### [Directions]
Once you reach the line containing "(diff shortened: 2 of 2 files shown)" in the entries below, write out that line and each one after it down to the line containing "Thanks. Please merge and publish :)", exactly and with nothing added.
━━━ Supplied data
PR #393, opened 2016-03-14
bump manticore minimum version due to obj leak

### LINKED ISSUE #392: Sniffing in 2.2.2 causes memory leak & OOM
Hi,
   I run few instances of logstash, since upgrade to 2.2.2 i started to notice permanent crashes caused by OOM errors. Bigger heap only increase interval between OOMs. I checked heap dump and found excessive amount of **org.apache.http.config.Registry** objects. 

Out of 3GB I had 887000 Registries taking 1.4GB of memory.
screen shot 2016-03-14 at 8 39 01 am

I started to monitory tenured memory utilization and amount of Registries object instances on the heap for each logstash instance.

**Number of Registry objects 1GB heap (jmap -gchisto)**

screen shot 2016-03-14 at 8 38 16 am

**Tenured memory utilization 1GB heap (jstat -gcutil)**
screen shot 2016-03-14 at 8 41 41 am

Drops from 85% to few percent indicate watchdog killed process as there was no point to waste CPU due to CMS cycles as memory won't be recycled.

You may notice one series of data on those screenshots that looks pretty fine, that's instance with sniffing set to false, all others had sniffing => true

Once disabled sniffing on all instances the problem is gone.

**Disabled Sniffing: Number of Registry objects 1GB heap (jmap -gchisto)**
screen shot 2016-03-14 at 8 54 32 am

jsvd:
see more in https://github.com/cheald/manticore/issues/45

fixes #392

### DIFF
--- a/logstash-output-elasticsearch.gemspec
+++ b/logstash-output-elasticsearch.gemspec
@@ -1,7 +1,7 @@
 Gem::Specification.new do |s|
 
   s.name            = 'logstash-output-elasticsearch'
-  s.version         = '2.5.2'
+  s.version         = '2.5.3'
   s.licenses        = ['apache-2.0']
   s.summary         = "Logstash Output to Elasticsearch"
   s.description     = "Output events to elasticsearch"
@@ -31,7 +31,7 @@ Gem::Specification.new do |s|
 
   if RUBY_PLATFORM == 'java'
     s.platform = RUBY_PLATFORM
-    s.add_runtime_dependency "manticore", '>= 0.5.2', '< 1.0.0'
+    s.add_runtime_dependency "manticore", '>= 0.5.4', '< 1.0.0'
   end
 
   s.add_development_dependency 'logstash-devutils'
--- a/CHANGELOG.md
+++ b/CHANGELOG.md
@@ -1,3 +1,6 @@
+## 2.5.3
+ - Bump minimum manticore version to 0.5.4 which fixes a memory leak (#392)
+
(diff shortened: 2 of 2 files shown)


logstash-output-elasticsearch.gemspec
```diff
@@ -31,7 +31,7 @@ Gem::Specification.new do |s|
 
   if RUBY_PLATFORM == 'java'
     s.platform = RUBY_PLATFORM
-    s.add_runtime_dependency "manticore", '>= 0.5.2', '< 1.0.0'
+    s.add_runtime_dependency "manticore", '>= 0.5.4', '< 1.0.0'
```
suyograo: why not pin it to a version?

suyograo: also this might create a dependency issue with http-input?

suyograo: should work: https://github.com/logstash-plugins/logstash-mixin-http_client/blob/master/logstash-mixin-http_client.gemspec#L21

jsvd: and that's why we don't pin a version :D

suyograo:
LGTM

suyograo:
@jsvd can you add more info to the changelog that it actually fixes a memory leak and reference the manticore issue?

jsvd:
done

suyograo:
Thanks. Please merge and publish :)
━━━━━━
━━━ Supplied data
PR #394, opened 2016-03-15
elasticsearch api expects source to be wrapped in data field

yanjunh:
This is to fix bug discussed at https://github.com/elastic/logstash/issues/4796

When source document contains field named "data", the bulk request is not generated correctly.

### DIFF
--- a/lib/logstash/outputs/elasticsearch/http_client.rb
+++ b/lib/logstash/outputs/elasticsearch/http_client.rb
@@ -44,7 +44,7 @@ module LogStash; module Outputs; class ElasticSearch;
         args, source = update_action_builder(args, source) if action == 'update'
━━━━━━
### [Solved problem]
(diff shortened: 2 of 2 files shown)


logstash-output-elasticsearch.gemspec
```diff
@@ -31,7 +31,7 @@ Gem::Specification.new do |s|
 
   if RUBY_PLATFORM == 'java'
     s.platform = RUBY_PLATFORM
-    s.add_runtime_dependency "manticore", '>= 0.5.2', '< 1.0.0'
+    s.add_runtime_dependency "manticore", '>= 0.5.4', '< 1.0.0'
```
suyograo: why not pin it to a version?

suyograo: also this might create a dependency issue with http-input?

suyograo: should work: https://github.com/logstash-plugins/logstash-mixin-http_client/blob/master/logstash-mixin-http_client.gemspec#L21

jsvd: and that's why we don't pin a version :D

suyograo:
LGTM

suyograo:
@jsvd can you add more info to the changelog that it actually fixes a memory leak and reference the manticore issue?

jsvd:
done

suyograo:
Thanks. Please merge and publish :)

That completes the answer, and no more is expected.